Whenever you deal with textual data, the coded character set is the link between the data as perceived by the user and the numbers assigned to them in the computer. Once you understand the definitions behind the coded character sets, you will be able to retain the character boundaries in all your processing. When text is converted to another coded character set environment, such as sending information in UTF-8 on the Web, you should know about the attributes of the coded character sets that can come into play and design the converter accordingly. If you are going to use an existing converter, you should be aware of the information that has to be passed to the converter, of the factors that affect items such as buffer allocations, and of what can be expected in the results of conversion. You should also have an understanding of how to deal with characters that may not be in a given coded character set definition. Hopefully, this article would have helped you in this regard.
IBM's globalization strategy is to use Unicode for text representation.

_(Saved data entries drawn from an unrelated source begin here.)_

PR #685, opened 2025-12-15
fix: failed to parse bundle with IIFE

hai-x:
**Summary**

**What kind of change does this PR introduce?**

Fixes https://github.com/webpack/webpack-bundle-analyzer/issues/684, https://github.com/webpack/webpack-bundle-analyzer/issues/409.

**Did you add tests for your changes?**

It seems we currently don’t support parsing top-level chunk modules and i’m also not sure whether parsing is the right approach for get rendered chunk modules.

e.g.
```
const __webpack_modules__ = [,,,...]
```

So i add one simple IIFE case here without chunk modules.

Here is test result before fixing: 
image

**Does this PR introduce a breaking change?**

No

**If relevant, what needs to be documented once your changes are merged or what have you already documented?**

No

### DIFF
--- a/CHANGELOG.md
+++ b/CHANGELOG.md
@@ -14,7 +14,7 @@ _Note: Gaps between patch versions are faulty, broken or test releases._
 
 * **Bug Fix**
   * Fix tooltip styling in dark mode when using CSS Modules ([#688](https://github.com/webpack/webpack-bundle-analyzer/pull/688) by [@theEquinoxDev](https://github.com/theEquinoxDev))
-
+  * Avoid parse failures for bundles with IIFE ([#685](https://github.com/webpack/webpack-bundle-analyzer/pull/685) by [@hai-x](https://github.com/hai-x))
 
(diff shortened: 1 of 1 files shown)


alexander-akait:
@evenstensberg We need to add test cases

alexander-akait (approved):

alexander-akait:
@valscion In this case there are no modules, anyway in our TODOs to add all test cases for ES modules with and without IIFE, it is just an edge case

valscion:
Yeah that's true. I'll add a changelog entry myself when I have the time or then @hai-x can add one — I'll merge once the changelog is there and release when I have a good slot :)

hai-x:
@valscion I'm so sorry, I missed the message and forgot to reply. Thank you for your help. ❤️

valscion:
Sure, not a problem @hai-x! ☺️

valscion:
Released in v5.1.1. Thanks for the contribution!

The non-Unicode coded character sets will still be encountered on the web, and in systems and databases connected to the web.
Over the years, IBM experts have been participating and contributing to the International Standardization projects on coded character sets either directly--in the working groups of JTC1/SC2--or at the national and regional levels, as well as in industry consortia such as the Unicode consortium. IBM also has a corporate standards program to ensure that IBM-defined coded character sets are consistent with various national and international standards.
IBM is also contributing to furthering the use of Unicode everywhere via ICU (International Components for Unicode) as Java and C libraries. These libraries include an extensive set of conversion support for different coded character sets to and from Unicode.